Laser Eye Surgery for Cataracts

Modern cataract and lens implant surgery is one of the most successful surgeries that can be performed today. Cataracts are removed using an advanced technique called phacoemulsification whereby the cataract is broken into small pieces and gently suctioned through a tiny incision. In about 20% of patients, the membrane that is left in place to help support the intraocular lens implant may become hazy or cloudy.

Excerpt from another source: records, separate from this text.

PR #3329, opened 2022-08-01
Live w/ red errors to set can_be_ap ('failed_when: False' was too strong) + WiFi firmware questions w/ Linux Mint (Broadcom or Realtek)

holta:
In short, this PR was overkill:

- PR #3323

As confirmed by @EMG70's:

- https://github.com/iiab/iiab/issues/3324#issuecomment-1200546459

This Ansible stanza regrettably introduces many different code paths for what should really be a dead simple `grep -q` existence test.

In any case, they're now fixed and tested, and we live with Ansible's artificially-added complexity in this case.

PR #3331, opened 2022-08-01
Explain iiab-network alert: "WiFi chipset/firmware NOT CAPABLE of AP Mode (details above)"

holta:
Let's give the implementer/operator more context (with 2 intentionally very bright red messages) that their WiFi chipset/firmware is not capable of AP Mode.

We can (and should!) add a more helpful + actionable explanation in future, with a link to site(s) like:

- http://FAQ.IIAB.IO
- https://github.com/iiab/iiab/wiki/IIAB-Networking#common-customizations

Related:

- #3057
- PR #3070 
- PR #3222
- PR #3318
- PR #3323
- #3324
- PR #3329

### DIFF
--- a/roles/network/tasks/detected_network.yml
+++ b/roles/network/tasks/detected_network.yml
@@ -117,10 +117,10 @@
     # failed_when: False    # Hides red errors and is too strong (renders useless the look_for_ap.failed test below!)
 
   rescue:    # Force another red error msg (to explain) then proceed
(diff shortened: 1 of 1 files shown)


holta:
This can and will be refined with cleaner + more actionable messaging in future.

To give implementers/operators the very best suggestions we can &mdash; e.g. what are their best options if indeed they want to set up an IIAB learning hotspot.

Issue #815, opened 2018-05-24
Future advanced networking improvements


m-anish:
I'm creating this as a placeholder for possible future networking upgrades to the IIAB.

1. In large IIAB setups, QoS is increasingly an issue - one user watching a video eats up all the available wifi bandwidth. Something like radius can limit this problem. Another option can be packet filtering/shaping as described in the cookbook here -- http://lartc.org/howto/lartc.cookbook.ultimate-tc.html

2. There are many instances where upstream network connectivity is spotty (I don't need to give examples I think), there might be use cases where having more than one upstream connection can really improve conditions. Thankfully, multipath-tcp (http://multipath-tcp.org/) has been making some good strides on this front. To have a user experience that is transparent to the user and provides better and more reliable upstream connectivity, one would need to have multipath-tcp run on the IIAB (seems trivial to do on a recent debian/ubuntu machine), and have a multipath-tcp proxy hosted somewhere. The downside is that additional network bandwidth on the proxy/bridge end will be consumed -- but if some university/group is willing to support this, it can really improve things. We could additionally also choose for what kind of packets (data) to enable this for.

3. Multipath-tcp could potentially be useful on the LAN side as well, if there is IIAB and multiple routers involved. It could smartly route traffic between user-user and user-server. However, at this point, I am not very sure if it offers any tangible improvements over layer 2/3 meshing protocols such as batman-adv et. al.

holta:
@m-anish hope it's Ok I'm moving this to [IIAB 6.7 Milestone](https://github.com/iiab/iiab/milestone/4) as our [IIAB 6.6](http://download.iiab.io/6.6/) final release is now approaching?

m-anish:
Cool. I hope to start experimenting on this soon.

jvonau:
Update: advanced options now in play
'second_gateway_found' function will exclude the associated interface from the available lan device string parsing by setting 'exclude_devices' which is also available to be used within local_vars.yml to tune excludes for a custom network layout.
'iiab_wired_lan_iface' is computed but available as an override in local_vars for use as slave under br0

Since I'm in a writing mood other options available but less known
'iiab_lan_enabled: False' disables creation of iiab manged dhcp network
'nobridge: True' turns off auto br0 creation.
'user_lan_iface: device' would trump and override iiab_lan_iface detection for iiab's dhcp clients.
'user_wan_iface' would trump and override iaib_wan_detection.

tim-moody:
I take it these have precedence over everything else, for example

[...]

PR #3334, opened 2022-08-04
detected_network.yml: Disallow multi-line var second_gateway_found ~= exclude_devices (to avoid polluting /etc/iiab/iiab.ini)

holta:
To keep `/etc/iiab/iiab.ini` from being polluted with multi-line variable artifacts like the following...

```
exclude_devices = none
wlp12s0
num_lan_interfaces = 1
```

...which prevented @EMG70 from running Admin Console earlier today, when he had 3 gateways (no doubt without realizing it) apparently including (1) his laptop's Ethernet (2) his laptop's internal WiFi (3) a USB WiFi dongle.  As confirmed by his Dell laptop's iiab-network.log (Line 9374) that is broken into 2 lines here:

```
2022-08-01 07:22:05,597 p=3352 u=root n=ansible | TASK [network : Set exclude_devices if default gateway has been detected for wlx1ca7705e063c
wlp12s0] ***
```

So this PR should help intercept problematic network attempts of this sort, e.g. when IIAB is being pushed too far into complex networking scenarios we're not ready to support at this time!

A bit of background:

- https://github.com/iiab/iiab/issues/815#issuecomment-884497515
- #3324
- https://github.com/iiab/iiab/pull/3329#issuecomment-1201162096
- https://github.com/iiab/iiab/pull/3329#issuecomment-1201163944

### DIFF
--- a/roles/network/tasks/detected_network.yml
+++ b/roles/network/tasks/detected_network.yml
@@ -142,7 +142,7 @@
   register: second_gateway_found
   changed_when: False
 
-- name: Fail intentionally and explain, if multiple secondary gateways are detected
+- name: If multiple secondary gateways are detected, fail intentionally and explain
   fail:
     msg: "IIAB currently DOES NOT SUPPORT multiple secondary gateways: {{ second_gateway_found.stdout }}"
   when: second_gateway_found.stdout_lines is defined and second_gateway_found.stdout_lines | length > 1
--- a/roles/network/tasks/detected_network.yml
+++ b/roles/network/tasks/detected_network.yml
@@ -142,6 +142,10 @@
   register: second_gateway_found
   changed_when: False
 
+- assert:
+    that: second_gateway_found.stdout_lines | length == 1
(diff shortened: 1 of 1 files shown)


holta:
It took hours to get to the bottom of this issue (thank you to @shanti-bhardwa, @jvonau and @tim-moody) but now the root cause is understood.

So this PR should reduce the agony, when this happens to the next person &mdash; who inevitably likewise adds a USB WiFi dongle(s) when their laptop already has an Ethernet and WiFi connection to their home router etc &mdash; and then runs `iiab-network`

holta:
Good enough.

Can be further refined later if @jvonau / others want to refactor / enhance.

jvonau:
Adding a usb-dongle is not the problem, using the same dongle at an upstream connection before running iiab-network is the problem as there would be not a device available to assign to for use with hostapd. This leave the new device unused within the GUI needs to be better documented, for better user education.

PR #2522, opened 2020-09-15
strict ordering of resize service

jvonau:
Strict ordering to preform the resizing while mounted read only.
>pi@box:~ $ sudo systemctl status fake-hwclock.service 
● fake-hwclock.service - Restore / save the current clock
   Loaded: loaded (/lib/systemd/system/fake-hwclock.service; enabled; vendor preset: enabled
   Active: active (exited) since Tue 2020-09-15 10:07:37 BST; 15min ago
     Docs: man:fake-hwclock(8)
  Process: 124 ExecStart=/sbin/fake-hwclock load $FORCE (code=exited, status=0/SUCCESS)
 Main PID: 124 (code=exited, status=0/SUCCESS)

124
> pi@box:~ $ sudo systemctl status iiab-rpi-root-resize.service 
● iiab-rpi-root-resize.service - Root Filesystem Auto-Resizer
   Loaded: loaded (/etc/systemd/system/iiab-rpi-root-resize.service; enabled; vendor preset:
   Active: active (exited) since Tue 2020-09-15 10:07:37 BST; 16min ago
  Process: 136 ExecStart=/usr/sbin/iiab-rpi-max-rootfs.sh (code=exited, status=0/SUCCESS)
 Main PID: 136 (code=exited, status=0/SUCCESS)
Sep 15 10:07:37 box.lan iiab-rpi-max-rootfs.sh[136]: Checking for .resize-rootfs
Sep 15 10:07:37 box.lan iiab-rpi-max-rootfs.sh[136]: + echo 'Checking for .resize-rootfs'
Sep 15 10:07:37 box.lan iiab-rpi-max-rootfs.sh[136]: + '[' -f /.resize-rootfs ']'
Sep 15 10:07:37 box.lan iiab-rpi-max-rootfs.sh[136]: + exit 0

136
> pi@box:~ $ sudo systemctl status systemd-fsck-root.service 
● systemd-fsck-root.service - File System Check on Root Device
   Loaded: loaded (/lib/systemd/system/systemd-fsck-root.service; enabled-runtime; vendor pr
   Active: active (exited) since Tue 2020-09-15 10:07:37 BST; 17min ago
     Docs: man:systemd-fsck-root.service(8)
  Process: 137 ExecStart=/lib/systemd/systemd-fsck (code=exited, status=0/SUCCESS)
 Main PID: 137 (code=exited, status=0/SUCCESS)
[...]

PR #3336, opened 2022-08-07
Revert "1-prep/templates/iiab-expand-rootfs: Avoid reboot"

holta:
Reverts PR #3160

Might be superseded in future by something like:

- PR #2522

Related:

- #723
- #2517
- PR #3137
- #3147
- #3325

### DIFF
--- a/roles/1-prep/templates/iiab-expand-rootfs
+++ b/roles/1-prep/templates/iiab-expand-rootfs
@@ -14,8 +14,8 @@ if [ -f /.expand-rootfs ] || [ -f /.resize-rootfs ]; then
     if [ -x /usr/bin/raspi-config ]; then    # Raspberry Pi OS
         # 2022-02-17: Uses do_expand_rootfs() from:
         # https://github.com/RPi-Distro/raspi-config/blob/master/raspi-config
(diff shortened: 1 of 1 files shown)


holta:
See also @jvonau's 2022-04-02 summary:

> A reboot is not that bad and is what RaspiOS does when booting a 'fresh' image out of the box, just a change in behavior when using the builtin tools. Using growpart is way more flexible, and is the standard on Ubuntu based arm64 images. Now the question becomes should growpart be installed on all installations[*] to take advantage of the revised root device detection that should work on all `/dev/sd*` root filesystems? [PR #3137] That would be a bonus if cloning an intel based machine could be achieved with the tools within iiab-factory.

- https://github.com/iiab/iiab/issues/3159#issuecomment-1086679575

[*] In fact [growpart](https://manpages.ubuntu.com/manpages/bionic/man1/growpart.1.html) is installed as part of all IIAB's since 2022-03-15:

https://github.com/iiab/iiab/blob/4d41c1233804ef058198d242627ee94e8ec927b3/roles/1-prep/tasks/install-expand-rootfs.yml#L5

PR #3304, opened 2022-07-12
Cwivagg/matomo 20220618

cwivagg:
### Matomo Role

Instructions: https://github.com/cwivagg/iiab/tree/cwivagg/matomo_20220618/roles/matomo#readme [revised from June]

Updates Adam's pull request https://github.com/iiab/iiab/pull/3253.

Context links: 

1. https://github.com/iiab/iiab/issues/1268

2. https://github.com/iiab/iiab/issues/1762

### Testing instructions

```
curl iiab.io/fast.txt | sudo bash -s 3304
cd /opt/iiab/iiab
sudo ./runrole matomo
```

PR #3354, opened 2022-08-31
Cwivagg timezone patch [Matomo]

cwivagg:
1. Fixes the bug by providing a fallback timezone, which is the original source of the problem.
2. Also fixes a problem where Matomo is having trouble accessing its own directory. I think this may be related to the Ansible updates after my commit and will root cause it at the same time as I am retroing how the above bug got past my testing.

Ubuntu 22 VirtualBox and Multipass Ubuntu 22. Per offline conversation with @holta , as long as Ansible is consistent across systems, this change should be fine. We capture both branches of the forking logic with these two systems (VirtualBox for the status code 200 case and Multipass for the status code 302 case).

@holta


holta:
1) When should this be merged?  If it's smoke-tested & you trust it, that's sufficient!

2) Out of curiosity why is `"{{ apache_user }}"` hard-coded to `www-data` ?

Related:

- PR #3304

cwivagg:
I've removed the www-data change. There's something weird going on with the directory ownership, but I'll need to look at this a little bit more. It's not related to the main bug fix, and I shouldn't have included it.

This may cause the vision may be blurred, hazy, or can cause glare. This is not a recurrence of the cataract, as once they are removed they never return. Fortunately this hazing or cloudiness of the membrane, which is called the posterior capsule, is easily treatable with laser eye surgery and nearly always restores or improves vision. The laser eye procedure called a YAG Laser Capsulotomy or "YAG" is performed right in the Ophthalmologist's office with just a few drops to make you more comfortable. The improved visual results are virtually immediate.

Laser Eye Surgery has indeed opened up the possibilities for patients to reduce their dependence on eyeglasses and contact lenses with LASIK as well as preserve their vision through advanced treatment options for diabetic retinopathy, age related macular degeneration, glaucoma and cataracts.